- Action item -
Every line of the data that includes "NewDeviceRequestRepository" should be copied out.

- - - -

PR #14, opened 2015-11-19
YD-54 add remove device

aristotelos:


appservice/src/main/java/nu/yona/server/subscriptions/rest/UserController.java
```diff
@@ -90,6 +91,93 @@
 		return CryptoSession.execute(password, () -> createResponse(userService.addUser(user), true, HttpStatus.CREATED));
 	}
 
+	private void CheckPassword(Optional<String> password, UUID id)
```
Bert-R: In Java, methods start with lowercase.

Bert-R: Rename id into ``userID``

core/src/main/java/nu/yona/server/subscriptions/entities/NewDeviceRequest.java
```diff
@@ -0,0 +1,83 @@
...
+@Entity
+@Table(name = "NEW_DEVICE_REQUESTS")
+public class NewDeviceRequest extends EntityWithID
+{
+	public static NewDeviceRequestRepository getRepository()
+	{
+		return (NewDeviceRequestRepository) RepositoryProvider.getRepository(NewDeviceRequest.class, UUID.class);
+	}
+
+	private Date expirationDateTime;
```
Bert-R: Please make this a ``creationDateTime``. That makes changing the cleanup policy more flexible and provides more information when debugging the system.

core/src/main/java/nu/yona/server/subscriptions/service/NewDeviceRequestDTO.java
```diff
@@ -0,0 +1,48 @@
...
+	}
+
+	public String getUserPassword()
+	{
+		return userPassword;
+	}
+
+	public static NewDeviceRequestDTO createInstance(NewDeviceRequest newDeviceRequestEntity)
+	{
+		if (newDeviceRequestEntity == null)
```
Bert-R: Why do you support creating a DTO when you don't have an entity?

appservice/src/intTest/groovy/nu/yona/server/AddDeviceTest.groovy
```diff
@@ -0,0 +1,145 @@
...
+		given:
+
+		when:
+			def response = appService.setNewDeviceRequest(richardQuinURL, richardQuinPassword, """{
+				"userSecret":"unknown secret"
+			}""")
+			newDeviceRequestExpirationDateTime = response.responseData.expirationDateTime
+
+		then:
+			response.status == 200
```
Bert-R: This should be 201 when a new request is created.

appservice/src/intTest/groovy/nu/yona/server/AddDeviceTest.groovy
```diff
@@ -0,0 +1,145 @@
...
+	def 'Try set new device request with wrong password'(){
+		given:
+
+		when:
+			try {
+				appService.setNewDeviceRequest(richardQuinURL, "foo", """{
+					"userSecret":"known secret"
+				}""")
+				assert false;
+			} catch (HttpResponseException e) {
```
Bert-R: Phillip did something in the test to prevent the HTTP user agent from throwing an exception upon a failure status code. That would be helpful here too.

appservice/src/intTest/groovy/nu/yona/server/AddDeviceTest.groovy
```diff
@@ -0,0 +1,145 @@
...
+	def 'Add user Richard Quin'(){
+		given:
+
+		when:
+			def response = appService.addUser("""{
+				"firstName":"Richard",
+				"lastName":"Quin",
+				"nickName":"RQ",
+				"emailAddress":"rich@quin.net",
+				"mobileNumber":"+12345678",
```
Bert-R: Set the mobile number as a timestamp. For debuggability, it's good to add that to the first and last name too.

appservice/src/intTest/groovy/nu/yona/server/AddDeviceTest.groovy
```diff
@@ -0,0 +1,145 @@
...
+	}
+	
+	def 'Set new device request'(){
+		given:
+
+		when:
+			def response = appService.setNewDeviceRequest(richardQuinURL, richardQuinPassword, """{
+				"userSecret":"unknown secret"
+			}""")
+			newDeviceRequestExpirationDateTime = response.responseData.expirationDateTime
```
Bert-R: Add an if to ensure the status is OK

appservice/src/intTest/groovy/nu/yona/server/AddDeviceTest.groovy
```diff
@@ -0,0 +1,145 @@
...
+
+		when:
+			def response = appService.getNewDeviceRequest(richardQuinURL, richardQuinPassword, "unknown secret")
+			
+		then:
+			response.status == 200
+			response.responseData.userPassword == richardQuinPassword
+	}
+	
+	def 'Try set new device request with wrong password'(){
```
Bert-R: Adding a test for GET with wrong password would make sense

appservice/src/main/java/nu/yona/server/subscriptions/rest/UserController.java
```diff
@@ -90,6 +91,55 @@
...
+	}
+
+	public static class NewDeviceRequestResource extends Resource<NewDeviceRequestDTO>
+	{
+		public NewDeviceRequestResource(NewDeviceRequestDTO newDeviceRequest)
+		{
+			super(newDeviceRequest);
+		}
+	}
+
```
Bert-R: Add a resource assembler, so a self-link is created.

core/src/main/java/nu/yona/server/subscriptions/service/NewDeviceRequestNotPresentException.java
```diff
@@ -0,0 +1,17 @@
...
+
+import org.springframework.http.HttpStatus;
+import org.springframework.web.bind.annotation.ResponseStatus;
+
+@ResponseStatus(value = HttpStatus.NOT_FOUND, reason = "No new device request present")
+public class NewDeviceRequestNotPresentException extends RuntimeException
+{
+	private static final long serialVersionUID = -7070143633618007280L;
+
+	public NewDeviceRequestNotPresentException(UUID id)
```
Bert-R: Rename ``id`` into ``userID``.

core/src/main/java/nu/yona/server/subscriptions/service/UserService.java
```diff
@@ -75,6 +80,28 @@ public UserDTO addUser(UserDTO userResource)
...
+	{
+		User originalUserEntity = getEntityByID(forUserID);
+		Set<String> deviceNames = new TreeSet<String>(originalUserEntity.getDeviceNames());
+		deviceNames.remove(deviceName);
+		originalUserEntity.setDeviceNames(deviceNames);
+		User updatedUserEntity = User.getRepository().save(originalUserEntity);
+		return updatedUserEntity.getDeviceNames();
+	}
+
+	@Transactional
```
Bert-R: The methods ``addDeviceForUser`` and ``deleteDeviceForUser`` can be removed.

core/src/main/java/nu/yona/server/subscriptions/service/UserService.java
```diff
@@ -230,4 +257,63 @@ public void addBuddy(UserDTO user, BuddyDTO buddy)
...
+	{
+		User userEntity = getEntityByID(id);
+		Date expirationDateTime = getNewDeviceRequestExpirationDateTime();
+		NewDeviceRequest newDeviceRequestEntity = NewDeviceRequest.createInstance(userPassword, expirationDateTime);
+		newDeviceRequestEntity.encryptUserPassword(userSecret);
+		userEntity.setNewDeviceRequest(newDeviceRequestEntity);
+		return NewDeviceRequestDTO.createInstance(User.getRepository().save(userEntity).getNewDeviceRequest());
+	}
+
+	private Date getNewDeviceRequestExpirationDateTime()
```
Bert-R: This method can be removed.

core/src/main/java/nu/yona/server/subscriptions/service/UserService.java
```diff
@@ -230,4 +257,63 @@ public void addBuddy(UserDTO user, BuddyDTO buddy)
...
+		c.setTime(now);
+		c.add(Calendar.DATE, 1);
+		Date expirationDateTime = c.getTime();
+		return expirationDateTime;
+	}
+
+	@Transactional
+	public NewDeviceRequestDTO getNewDeviceRequestForUser(UUID id, String userSecret)
+	{
+		if (StringUtils.isNotBlank(userSecret))
```
Bert-R: make this ``isNotBlank`` and swap the if-else. Positive conditions read a lot easier.

aristotelos: Done, this was a typo.

core/src/main/java/nu/yona/server/subscriptions/service/UserService.java
aristotelos: Done

core/src/main/java/nu/yona/server/subscriptions/service/NewDeviceRequestNotPresentException.java
aristotelos: Done

appservice/src/intTest/groovy/nu/yona/server/AddDeviceTest.groovy
aristotelos: Done

appservice/src/intTest/groovy/nu/yona/server/AddDeviceTest.groovy
aristotelos: Done

appservice/src/intTest/groovy/nu/yona/server/AddDeviceTest.groovy
aristotelos: Done

core/src/main/java/nu/yona/server/subscriptions/service/NewDeviceRequestDTO.java
aristotelos: Reason was that the client can do a valid call to check if there are any live requests to display it on the app to the user. Now throwing exception and returning 404 (the client can use that too).

appservice/src/main/java/nu/yona/server/subscriptions/rest/UserController.java
aristotelos: Done

appservice/src/intTest/groovy/nu/yona/server/AddDeviceTest.groovy
aristotelos: Done

appservice/src/intTest/groovy/nu/yona/server/AddDeviceTest.groovy
aristotelos: Checked HTTP standard, this is right, so did it.

appservice/src/main/java/nu/yona/server/subscriptions/rest/UserController.java
aristotelos: Done, but you don't need a resource assembler, only changed the resource constructor.

core/src/main/java/nu/yona/server/subscriptions/entities/NewDeviceRequest.java
aristotelos: Reject. The app may need to display the expiration date if they want to display open requests to add new devices.
What can be done to make it more flexible is to let the app post the expirationDateTime. That way the app designers can choose for how long the request is valid. (However that may impose a security risk.)

Bert-R: The date stored should be the creation date. You can return the expiration
date by adding the interval to it.

Groetjes, Bert

aristotelos: But then you get a difference between the DTO and the entity, which is not nice. Moreover the cleanup policy needs the expiration date to cleanup.

Bert-R: The app doesn't need to know when the request expires. We won't show that
to the user. The cleanup process should use the configuration setting to
see what to remove. Storing the expiration date is like storing someone's
age instead of birthday.

Groetjes, Bert

aristotelos: OK, so the app does not need to know if there is a request still open or not? Could you validate that with the PO?
I disagree that expiration date is like age. It is like date of death.

Bert-R: The app simply can use it if it exists. If the expired items sweeper has
taken it, it's gone. The app doesn't need to worry about expiration.

Groetjes,
Bert

aristotelos:
OK thanks for refactoring and merging! I thought we could discuss it
tomorrow but when I see the changes you made it becomes more clear to me
what you intended. My perspective was more from security viewpoint: it is
important that such a request is not open for a long time because it makes
the user vulnerable. Therefore my design was different.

- - - -

- Exercise output -
+	public static NewDeviceRequestRepository getRepository()
+		return (NewDeviceRequestRepository) RepositoryProvider.getRepository(NewDeviceRequest.class, UUID.class);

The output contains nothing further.